The Detrimental Cost of Scaling Too Fast
September 13, 2026 – 4:42 pm
Photo by Greg Keith
Credit: Greg Keith
TL;DR
- 44% of organizations are scaling AI enterprise-wide (McKinsey).
- Yet, 95% of generative AI pilots show no measurable bottom-line impact (MIT).
- Greg Keith introduces the Scaling Instability Curve framework.
- It identifies the point where delivery velocity surpasses architectural maturity.
- Organizations become unstable when governance doesn’t scale with technology.
- Keith emphasizes questioning: "Why are you doing this?" before implementing change.
AI has significantly penetrated enterprises, as evidenced by McKinsey’s 2026 global survey revealing that 44% of organizations now scale AI across the enterprise—a rise from 38% the previous year, with 54% among companies generating over $1 billion in revenue.
However, a concerning gap exists between AI adoption and organizational change. McKinsey’s findings highlight that workflow redesign has the strongest association with AI’s EBIT impact, contrasting with a 2025 MIT study showing that most generative AI pilot projects lack measurable bottom-line effects. This disparity suggests technology might be outpacing organizations’ ability to adapt.

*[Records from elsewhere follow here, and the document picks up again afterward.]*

PR #439, opened 2022-09-05
tiny-js-oop

Yasya23:
### OOP classes

[Demo](https://yasya23.github.io/a-tiny-JS-world/) |
[Code base](https://github.com/Yasya23/a-tiny-JS-world/tree/gh-pages)

Please, review.

### DIFF
--- a/submissions/Yasya23/tiny-js-oop/index.js
+++ b/submissions/Yasya23/tiny-js-oop/index.js
@@ -1,0 +1,61 @@
+class Inhabitants {
+  constructor(species, name, gender) {
+    this.species = species;
+    this.name = name;
+    this.gender = gender;
+  }
+
+  showProperties() {
+    return `${this.species}; ${this.name}; ${this.gender}`;
+  }
+}
+
+class Human extends Inhabitants {
+  constructor(name, gender, saying) {
+    super("human", name, gender);
+    this.hands = 2;
+    this.legs = 2;
+    this.saying = saying;
+  }
+
+  showProperties() {
+    return `${super.showProperties()}; ${this.hands}; ${this.legs}; ${
+      this.saying
+    }`;
+  }
+}
+
+class Animal extends Inhabitants {
+  constructor(species, name, gender, saying) {
+    super(species, name, gender);
+    this.paws = 4;
+    this.saying = saying;
+  }
+  showProperties() {
+    return `${super.showProperties()}; ${this.paws}; ${this.saying}`;
+  }
+}
+
+class Cat extends Animal {
+  constructor(name, gender, saying) {
+    super("cat", name, gender, saying);
+  }
+}
+
+class Dog extends Animal {
+  constructor(name, gender, saying) {
+    super("dog", name, gender, saying);
+  }
+}
+
+const dog = new Dog("Bob", "male", "woof");
+const cat = new Cat("Grey", "male", "meow");
+const catWoman = new Cat("Lily", "female", "meow");
+const man = new Human("Anton", "male", "Have a good day!");
+const woman = new Human("Anna", "female", "Good luck!");
+
+const inhabitants = [dog, cat, catWoman, man, woman];
+
+inhabitants.forEach(function (inhabitant) {
+  print(inhabitant.showProperties());
+});
--- a/submissions/Yasya23/tiny-js-oop/index.js
+++ b/submissions/Yasya23/tiny-js-oop/index.js
@@ -1,38 +1,35 @@
 class Inhabitants {
-  constructor(species, name, gender) {
+  constructor(species, name, gender, saying) {
     this.species = species;
     this.name = name;
     this.gender = gender;
+    this.saying = saying;
   }
 
   showProperties() {
-    return `${this.species}; ${this.name}; ${this.gender}`;
+    return [this.species, this.name, this.gender];
   }
 }
 
 class Human extends Inhabitants {
   constructor(name, gender, saying) {
-    super("human", name, gender);
+    super("human", name, gender, saying);
     this.hands = 2;
     this.legs = 2;
-    this.saying = saying;
   }
 
   showProperties() {
-    return `${super.showProperties()}; ${this.hands}; ${this.legs}; ${
-      this.saying
-    }`;
+    return [...super.showProperties(), this.hands, this.legs, this.saying];
   }
 }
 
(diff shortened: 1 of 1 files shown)


Yasya23:
Self-check has been done. Everything should be ok.

Yasya23:
Self-check has been done.

submissions/Yasya23/tiny-js-oop/index.js
```diff
@@ -0,0 +1,61 @@
...
+      this.saying
+    }`;
+  }
+}
+
+class Animal extends Inhabitants {
+  constructor(species, name, gender, saying) {
+    super(species, name, gender);
+    this.paws = 4;
+    this.saying = saying;
```
OleksiyRudenko, line 32: What makes `saying` different from `name` in terms of generalization into the base class?

submissions/Yasya23/tiny-js-oop/index.js
```diff
@@ -0,0 +1,61 @@
+class Inhabitants {
+  constructor(species, name, gender) {
+    this.species = species;
+    this.name = name;
+    this.gender = gender;
+  }
+
+  showProperties() {
+    return `${this.species}; ${this.name}; ${this.gender}`;
```
OleksiyRudenko, line 9: This and similar fragments below:
Benefit from `Array` methods. This will make code DRYer.

OleksiyRudenko (changes requested):
@Yasya23 good job!
A couple of improvements and we are done.

submissions/Yasya23/tiny-js-oop/index.js
Yasya23: Hello, thanks for checking! There is no difference in these cases, fixed it.

submissions/Yasya23/tiny-js-oop/index.js
Yasya23: Corrected for an array.

submissions/Yasya23/tiny-js-oop/index.js
```diff
@@ -57,5 +54,5 @@ const woman = new Human("Anna", "female", "Good luck!");
 const inhabitants = [dog, cat, catWoman, man, woman];
 
 inhabitants.forEach(function (inhabitant) {
-  print(inhabitant.showProperties());
+  print(inhabitant.showProperties().join("; "));
 });
```
OleksiyRudenko, line 58: Arrow functions will make code less verbose.
Compare:
```
inhabitants.forEach(function (inhabitant) {
  print(inhabitant.showProperties().join("; "));
});

inhabitants.forEach(inhabitant => print(inhabitant.showProperties().join("; ")));
```

submissions/Yasya23/tiny-js-oop/index.js
```diff
@@ -1,38 +1,35 @@
...
     this.hands = 2;
     this.legs = 2;
-    this.saying = saying;
   }
 
   showProperties() {
-    return `${super.showProperties()}; ${this.hands}; ${this.legs}; ${
-      this.saying
-    }`;
+    return [...super.showProperties(), this.hands, this.legs, this.saying];
```
OleksiyRudenko, line 22: Here and line 32 below:
- repetition
- also a shared property should be handled by the class that owns it

OleksiyRudenko (changes requested):
@Yasya23 nearly there

submissions/Yasya23/tiny-js-oop/index.js
Yasya23: Thanks for checking. Yes, it looks much better, fixed it.

submissions/Yasya23/tiny-js-oop/index.js
Yasya23: Fixed it but I`m not sure about my decision. If it's incorrect please give me advice.

OleksiyRudenko: That's a good start.
Your previous method version returned a string. Now it returns array not joined into string. Why?

Yasya23: I'm a little confused. The join method returns a string from the array of elements. If I add it here then it will return a string.

`  showProperties() {
    return [
      ...super.showProperties().slice(0, 3),
      this.paws,
      ...super.showProperties().slice(3, 4),
    ].join("; ");
  }`

But I don’t understand the difference, because at the end I still iterate over the array and add a join. 

`inhabitants.forEach(inhabitant => print(inhabitant.showProperties().join("; ")));`

Apparently, there is something I don't understand.

OleksiyRudenko: My question was about reasons behind changing from string to array. It is a significant change.

OleksiyRudenko: Both approaches may be valid. Want to understand reasoning.

Yasya23: Because of that post)

This and similar fragments below:
Benefit from Array methods. This will make code DRYer.


For myself, I realized that I need to create an array instead of a string. But now I understand that I could iterate through the array of values ​​​​using the map method and add a join, and not write a semicolon after each value. Something like this.

`["species", "name", "gender", "saying"]
  .map((property) => this.property)
  .join("; ");
`

Only working with an array for me here looks easier if I want to insert a value in its middle.

submissions/Yasya23/tiny-js-oop/index.js
```diff
@@ -0,0 +1,67 @@
...
+    this.hands = 2;
+    this.legs = 2;
+  }
+
+  showProperties() {
+    return [
+      ...super.showProperties().slice(0, 3),
+      this.hands,
+      this.legs,
+      ...super.showProperties().slice(3, 4),
```
OleksiyRudenko, line 26: I realize why slicing.
Just notice that this is not a really good approach. Why? A: This means that a developer working on `Human` or any other subclass would need to know what is the right order of props in the base class. Likewise, developer working on `Inhabitants` class (e.g. add a property between already existing) should be aware their changes may affect subclasses' behavior. On big projects it is not feasible. Ideally, every class handles its own properties and unaware of other classes internals.

P.S. BTW, class names by convention are singular unless they really contain multiple instances of anything.

OleksiyRudenko (approved):
@Yasya23 great job done!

Cloud economics adds another layer of complexity. The FinOps Foundation’s 2025 research on organizations spending over $69 billion in public cloud found that workload optimization and waste reduction remain top priorities, with AI spending managed by 63% of respondents. This scale could transform a seemingly efficient technology decision into a substantial financial commitment.

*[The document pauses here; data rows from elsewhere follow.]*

PR #450, opened 2022-09-05
JS OOP Frogger Game Task

franchukv:
### JS OOP Frogger Game

[Demo](https://franchukv.github.io/js-oop-frogger/) | [Code base](https://github.com/franchukv/js-oop-frogger)

Fixed all bugs or defects which other students received:
1. Now enemies don't 'blink' when creating.
2. Now user visually can see that he crossed the road successfully.

Please, review.

### DIFF
--- a/submissions/franchukv/js-oop-frogger/app.js
+++ b/submissions/franchukv/js-oop-frogger/app.js
@@ -2,35 +2,18 @@ const CANVAS_HEIGHT = 606;
 const CANVAS_WIDTH = 505;
 const TILE_HEIGHT = 83;
 const TILE_WIDTH = 101;
-const ENEMY_SPEED = 80;
-const PLAYER_STAT = {
-    x: 202,
-    y: 380,
-    height: 40,
-    width: 40,
-};
 
 const Player = function () {
     this.sprite = 'images/char-boy.png';
-    this.x = PLAYER_STAT.x;
-    this.y = PLAYER_STAT.y;
-    this.height = PLAYER_STAT.height;
-    this.width = PLAYER_STAT.width;
-};
-
-Player.prototype.update = function () {
-    if (this.y < 0) {
-        this.resetPlayerPosition();
-    }
-};
-
-Player.prototype.render = function () {
-    ctx.drawImage(Resources.get(this.sprite), this.x, this.y);
+    this.x = 202;
+    this.y = 380;
+    this.height = 40;
+    this.width = 40;
 };
 
 Player.prototype.resetPlayerPosition = function () {
-    this.x = PLAYER_STAT.x;
-    this.y = PLAYER_STAT.y;
+    this.x = 202;
+    this.y = 380;
 };
 
 Player.prototype.handleInput = function (key) {
@@ -52,16 +35,37 @@ Player.prototype.handleInput = function (key) {
     }
 };
 
-const Enemy = function (x, y, player) {
+Player.prototype.update = function () {
+    if (this.y < 0) {
+        this.resetPlayerPosition();
+    }
+};
+
+Player.prototype.render = function () {
+    ctx.drawImage(Resources.get(this.sprite), this.x, this.y);
+};
+
+const Enemy = function (x, y, speed, player) {
     this.sprite = 'images/enemy-bug.png';
     this.x = x;
     this.y = y;
     this.width = 80;
     this.height = 40;
-    this.speed = ENEMY_SPEED;
+    this.speed = speed;
     this.player = player;
 };
 
+Enemy.prototype.checkCollision = function () {
+    if (
+        this.player.y > this.y - this.height &&
+        this.player.y - this.player.height < this.y &&
+        this.player.x + this.player.width > this.x &&
+        this.player.x < this.x + this.width
+    ) {
+
+        this.player.resetPlayerPosition();
+    }
+};
 
 Enemy.prototype.update = function (dt) {
     this.checkCollision();
@@ -77,33 +81,12 @@ Enemy.prototype.render = function () {
     ctx.drawImage(Resources.get(this.sprite), this.x, this.y);
 };
 
-Enemy.prototype.setStartEnemiesPosition = function () {
-    for (let i = 0; i < 3; i++) {
-        let y = i * TILE_HEIGHT + 50;
-        let x = i * -TILE_WIDTH;
-        allEnemies.push(new Enemy(x, y, player));
-    }
-};
-
-Enemy.prototype.checkCollision = function () {
-    if (
-        (
-            this.player.y > this.y - this.height &&
-            this.x + this.width > this.player.x &&
-            this.player.x + this.player.width > this.x &&
-            this.player.y - this.player.height < this.y
-        )
-    ) {
-
-        player.resetPlayerPosition();
-    }
-};
-
-const allEnemies = [];
-const enemy = new Enemy();
 const player = new Player();
-
-Enemy.prototype.setStartEnemiesPosition();
+const allEnemies = [
+    new Enemy(0, 55, 280, player),
+    new Enemy(0, 135, 150, player),
+    new Enemy(0, 220, 200, player)
+];
 
 document.addEventListener('keyup', function (e) {
     var allowedKeys = {
--- a/submissions/franchukv/js-oop-frogger/app.js
+++ b/submissions/franchukv/js-oop-frogger/app.js
@@ -52,13 +52,14 @@ Player.prototype.handleInput = function (key) {
     }
 };
 
-const Enemy = function (x, y) {
+const Enemy = function (x, y, player) {
     this.sprite = 'images/enemy-bug.png';
     this.x = x;
     this.y = y;
     this.width = 80;
     this.height = 40;
     this.speed = ENEMY_SPEED;
+    this.player = player;
 };
 
 
@@ -80,17 +81,17 @@ Enemy.prototype.setStartEnemiesPosition = function () {
     for (let i = 0; i < 3; i++) {
         let y = i * TILE_HEIGHT + 50;
         let x = i * -TILE_WIDTH;
-        allEnemies.push(new Enemy(x, y));
+        allEnemies.push(new Enemy(x, y, player));
     }
 };
 
 Enemy.prototype.checkCollision = function () {
     if (
         (
-            player.y > this.y - this.height &&
-            this.x + this.width > player.x &&
-            player.x + player.width > this.x &&
-            player.y - player.height < this.y
+            this.player.y > this.y - this.height &&
+            this.x + this.width > this.player.x &&
+            this.player.x + this.player.width > this.x &&
+            this.player.y - this.player.height < this.y
         )
     ) {
 
--- a/submissions/franchukv/js-oop-frogger/app.js
+++ b/submissions/franchukv/js-oop-frogger/app.js
@@ -14,12 +14,12 @@ const PLAYER_CONF = {
     }
 }
 
-const EMENIES_CONF = {
+const ENEMIES_CONF = {
     size: {
         height: 40,
         width: 80
     },
-    enemy: [{
+    enemies: [{
         x: 0,
         y: 55,
         speed: 280
@@ -78,13 +78,13 @@ Player.prototype.render = function () {
     ctx.drawImage(Resources.get(this.sprite), this.x, this.y);
 };
 
-const Enemy = function ({ size }, enemy, player) {
+const Enemy = function ({ size }, enemyProperties, player) {
     this.sprite = 'images/enemy-bug.png';
     this.height = size.height;
     this.width = size.width;
-    this.x = enemy.x;
-    this.y = enemy.y;
-    this.speed = enemy.speed;
+    this.x = enemyProperties.x;
+    this.y = enemyProperties.y;
+    this.speed = enemyProperties.speed;
     this.player = player;
 };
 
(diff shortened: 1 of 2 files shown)


franchukv:
Self-check done.

submissions/franchukv/js-oop-frogger/app.js
```diff
@@ -0,0 +1,116 @@
...
+    ctx.drawImage(Resources.get(this.sprite), this.x, this.y);
+};
+
+Enemy.prototype.setStartEnemiesPosition = function () {
+    for (let i = 0; i < 3; i++) {
+        let y = i * TILE_HEIGHT + 50;
+        let x = i * -TILE_WIDTH;
+        allEnemies.push(new Enemy(x, y));
+    }
+};
```
OleksiyRudenko, line 85: Class should handle its instances. Class is designated to handle a single instance.
Also from the check-list:
>  classes do not refer to any global variables, like global variable player, which is an instance of Player class
> (referring to global constants and globals provided by the gaming platform like Resources is OK);
> Hint: pass Player instance as an argument to every enemy.

The code has this issue in the fragments below.

OleksiyRudenko (changes requested):
@franchukv pleas double-check yourself against requirements.
Feel free asking specific questions in Students' chat if anything is not clear.

submissions/franchukv/js-oop-frogger/app.js
franchukv: With hope that I correctly understand this requirement, I fixed this. Please review again.

submissions/franchukv/js-oop-frogger/app.js
```diff
@@ -0,0 +1,117 @@
...
+
+Enemy.prototype.render = function () {
+    ctx.drawImage(Resources.get(this.sprite), this.x, this.y);
+};
+
+Enemy.prototype.setStartEnemiesPosition = function () {
+    for (let i = 0; i < 3; i++) {
+        let y = i * TILE_HEIGHT + 50;
+        let x = i * -TILE_WIDTH;
+        allEnemies.push(new Enemy(x, y, player));
```
OleksiyRudenko, line 84: The problem with `allEnemies` is exactly the same as it was with `player`.
You need to recognize the problems of the same class.
Not illegal but a bit wierd to let an enemy to add itself to a naturally external container.
We can call this behavior "enlist yourself in squad" here, but normally we want entities being decoupled from containers for them. This way we separate concerns (management of an individual vs management of a set of individuals).
You may keep this as an `Enemy`'s method, but need to solve global variable reference problem.

Also `player` here is a global variable. Do not expect mentors to red-pen problems of the same class.

submissions/franchukv/js-oop-frogger/app.js
```diff
@@ -0,0 +1,117 @@
...
+    if (
+        (
+            this.player.y > this.y - this.height &&
+            this.x + this.width > this.player.x &&
+            this.player.x + this.player.width > this.x &&
+            this.player.y - this.player.height < this.y
+        )
+    ) {
+
+        player.resetPlayerPosition();
```
OleksiyRudenko, line 98: Check your code for "illegal" global variables.

submissions/franchukv/js-oop-frogger/app.js
```diff
@@ -0,0 +1,117 @@
...
+    }
+};
+
+const allEnemies = [];
+const enemy = new Enemy();
```
OleksiyRudenko, line 103: WHy do we need this?

submissions/franchukv/js-oop-frogger/app.js
```diff
@@ -0,0 +1,117 @@
+const CANVAS_HEIGHT = 606;
+const CANVAS_WIDTH = 505;
+const TILE_HEIGHT = 83;
+const TILE_WIDTH = 101;
+const ENEMY_SPEED = 80;
+const PLAYER_STAT = {
```
OleksiyRudenko, line 6: What does "STAT" mean?
Do not use abbreviations that are not conventional in software development.

submissions/franchukv/js-oop-frogger/app.js
```diff
@@ -0,0 +1,117 @@
...
+            break;
+    }
+};
+
+const Enemy = function (x, y, player) {
+    this.sprite = 'images/enemy-bug.png';
+    this.x = x;
+    this.y = y;
+    this.width = 80;
+    this.height = 40;
```
OleksiyRudenko, line 60: Looks like enemy and player share some features.

OleksiyRudenko (changes requested):
@franchukv need another iteration of fixes.

submissions/franchukv/js-oop-frogger/app.js
franchukv: Okay, now I understand what does mean 'illegal' variables in this context.  Rewrote app, please review again)

submissions/franchukv/js-oop-frogger/app.js
franchukv: It means "characteristics", just a wrong naming, fixed

submissions/franchukv/js-oop-frogger/app.js
franchukv: We don't need this, fixed

submissions/franchukv/js-oop-frogger/app.js
franchukv: Fixed

submissions/franchukv/js-oop-frogger/app.js
OleksiyRudenko: Setting constants is yet another way to keep similar things in sync.

P.S. Shared properties and behaviour is a good enough reason to have a base class to encapsulate behaviour and properties handling. We just do not focus on this in this task. Just "a really-really nice to have". In OOP Exercise there are no excuses.

franchukv: Okay, got it, thanks.

franchukv: Please review again, I rewrote the app using constants.

submissions/franchukv/js-oop-frogger/app.js
```diff
@@ -0,0 +1,134 @@
...
+    if (this.y < 0) {
+        this.resetPlayerPosition(PLAYER_CONF);
+    }
+};
+
+Player.prototype.render = function () {
+    ctx.drawImage(Resources.get(this.sprite), this.x, this.y);
+};
+
+const Enemy = function ({ size }, enemy, player) {
```
OleksiyRudenko, line 81: Function declaration says that the function expects and enemy as one of the parameters.
Is it actually an instance of class `Enemy` expected here?

OleksiyRudenko (changes requested):
@franchukv pretty well done!
Let's add some clarity.
Code is written for other people.

submissions/franchukv/js-oop-frogger/app.js
```diff
@@ -0,0 +1,134 @@
...
+Enemy.prototype.render = function () {
+    ctx.drawImage(Resources.get(this.sprite), this.x, this.y);
+};
+
+const player = new Player(PLAYER_CONF);
+const allEnemies = [
+    new Enemy(EMENIES_CONF, EMENIES_CONF.enemy[0], player),
+    new Enemy(EMENIES_CONF, EMENIES_CONF.enemy[1], player),
+    new Enemy(EMENIES_CONF, EMENIES_CONF.enemy[2], player),
+];
```
OleksiyRudenko, line 122: As a peer developer I am tasked to add 20 more enemies.
Adding 20 more nearly identical rows of code is a no-go.
Can we make this code DRYer?

OleksiyRudenko (changes requested):
@franchukv yet another thing.

submissions/franchukv/js-oop-frogger/app.js
franchukv: Yes, we can use loop into 'addEnemiesToInitArray' function to add instance of enemies from 'ENEMIES CONF.enemy' to 'allEnemies'.

OleksiyRudenko: Let's make it.

submissions/franchukv/js-oop-frogger/app.js
franchukv: If I understood the question right, the answer will be: actually no, we expect basis arguments of 'enemy' for creating an instance of class Enemy.

submissions/franchukv/js-oop-frogger/app.js
franchukv: Done!

submissions/franchukv/js-oop-frogger/app.js
franchukv: Anyway, renamed.

submissions/franchukv/js-oop-frogger/app.js
```diff
@@ -0,0 +1,136 @@
...
+
+Enemy.prototype.render = function () {
+    ctx.drawImage(Resources.get(this.sprite), this.x, this.y);
+};
+
+function addEnemiesToInitArray() {
+    ENEMIES_CONF.enemies.forEach((enemy) => {
+        allEnemies.push(new Enemy(ENEMIES_CONF, enemy, player));
+    });
+}
```
OleksiyRudenko, line 121: Extension to the requirement re global variables. It is good to avoid global variables as much as possible.
Well designed function relies on explicitly passed parameters only.
Read about pure functions to learn why.
You do not need to fix this in this code.

submissions/franchukv/js-oop-frogger/app.js
```diff
@@ -0,0 +1,136 @@
...
+const TILE_HEIGHT = 83;
+const TILE_WIDTH = 101;
+
+const PLAYER_CONF = {
+    size: {
+        height: 40,
+        width: 40
+    },
+    position: {
+        x: 202,
```
OleksiyRudenko, line 12: You could calculate this from TILE_WIDTH programmatically. So whenever tile width changes, this param changes accordingly and automagically.

submissions/franchukv/js-oop-frogger/app.js
```diff
@@ -0,0 +1,136 @@
...
+    }
+};
+
+const ENEMIES_CONF = {
+    size: {
+        height: 40,
+        width: 80
+    },
+    enemies: [{
+        x: -80,
```
OleksiyRudenko, line 23: You could pass repeating value at `new Enemy` moment.
E.g. `new Enemy({ x: -80, ...ENEMY_CONF}, ....)`
Would make enemies config 33% shorter. This would also help to change the number in a single place should we need to do this.

submissions/franchukv/js-oop-frogger/app.js
```diff
@@ -0,0 +1,136 @@
...
+
+        this.player.resetPlayerPosition(PLAYER_CONF);
+    }
+};
+
+Enemy.prototype.update = function (dt) {
+    this.checkCollision();
+
+    if (this.x >= CANVAS_WIDTH) {
+        this.x = -80;
```
OleksiyRudenko, line 107: Constants help make code DRY and numbers semantically comprehensible.

OleksiyRudenko (changes requested):
@franchukv let's polish it in order to practise best practices in software development.

submissions/franchukv/js-oop-frogger/app.js
```diff
@@ -0,0 +1,136 @@
...
+    this.x += this.speed * dt;
+};
+
+Enemy.prototype.render = function () {
+    ctx.drawImage(Resources.get(this.sprite), this.x, this.y);
+};
+
+function addEnemiesToInitArray() {
+    ENEMIES_CONF.enemies.forEach((enemy) => {
+        allEnemies.push(new Enemy(ENEMIES_CONF, enemy, player));
```
OleksiyRudenko, line 119: btw, why do we send all enemies configuration to every enemy?
I see that `size` is extracted at receiving party. But is would much more obvious if we use the opportunity to send exactly what is needed

OleksiyRudenko: And `enemy` here, actually, is not an instance of `Enemy` but rather enemy physical parameters.
It would be great if this was clear from reading the code without need to scroll up to class definition to nderstand what is going on in this line of code. On big codebases it would be a real pain.

submissions/franchukv/js-oop-frogger/app.js
```diff
@@ -0,0 +1,136 @@
...
+    position: {
+        x: 202,
+        y: 380
+    }
+};
+
+const ENEMIES_CONF = {
+    size: {
+        height: 40,
+        width: 80
```
OleksiyRudenko, line 20: Any correlation with `-80`?

submissions/franchukv/js-oop-frogger/app.js
```diff
@@ -0,0 +1,136 @@
...
+        speed: 280
+    },
+    {
+        x: -80,
+        y: 135,
+        speed: 150
+    },
+    {
+        x: -80,
+        y: 220,
```
OleksiyRudenko, line 34: Can `y` be calculated from row number?

submissions/franchukv/js-oop-frogger/app.js
```diff
@@ -0,0 +1,136 @@
+const CANVAS_HEIGHT = 606;
+const CANVAS_WIDTH = 505;
```
OleksiyRudenko, line 2: Looks like there is correlation between tile width and canvas dimensions. Let computer do the calcs.

submissions/franchukv/js-oop-frogger/app.js
```diff
@@ -0,0 +1,145 @@
...
+    ENEMIES_CONF.enemies.forEach((enemyProperty) => {
+        allEnemies.push(
+            new Enemy(ENEMIES_CONF.size, -tileWidth, enemyProperty, player)
+        );
+    });
+};
+
+const player = new Player(PLAYER_CONF);
+const allEnemies = [];
+createEnemies(ENEMIES_CONF, TILE_HEIGHT, TILE_WIDTH);
```
OleksiyRudenko, line 134: `const allEnemies = createEnemies(...)` would be more obvious as it would self-explain the effect of `createEnemies`

OleksiyRudenko (approved):
@franchukv great job!
Employ passing whatever a function needs to deal with as arguments to functions and return from functions whatever they do rather than directly use/change global variables.
It makes code cleaner.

The issue often lies not in the technology itself but in inadequate governance and unchanged decision-making processes. Organizations might introduce new platforms, increase headcount, automate processes, or restructure teams without addressing the underlying drivers, leading to recurring failures, longer recovery times, rising costs, and growing friction among responsible teams.
Greg Keith, founder of MGKgroup, drawing from over 25 years of experience in engineering, data, cloud, architecture, and technology leadership, has developed the Scaling Instability Curve. This framework, based on real-world observations, identifies the point where delivery velocity surpasses architectural maturity and operational control. It explains how rapid system growth can lead to a cycle of high costs, blurred team ownership, and slower deployments.
According to Keith, organizations become unstable when governance and decision-making fail to keep pace with their growth. He emphasizes questioning the intent behind proposed changes: "Why are you doing this?" to ensure decisions remain grounded and emotionally detached.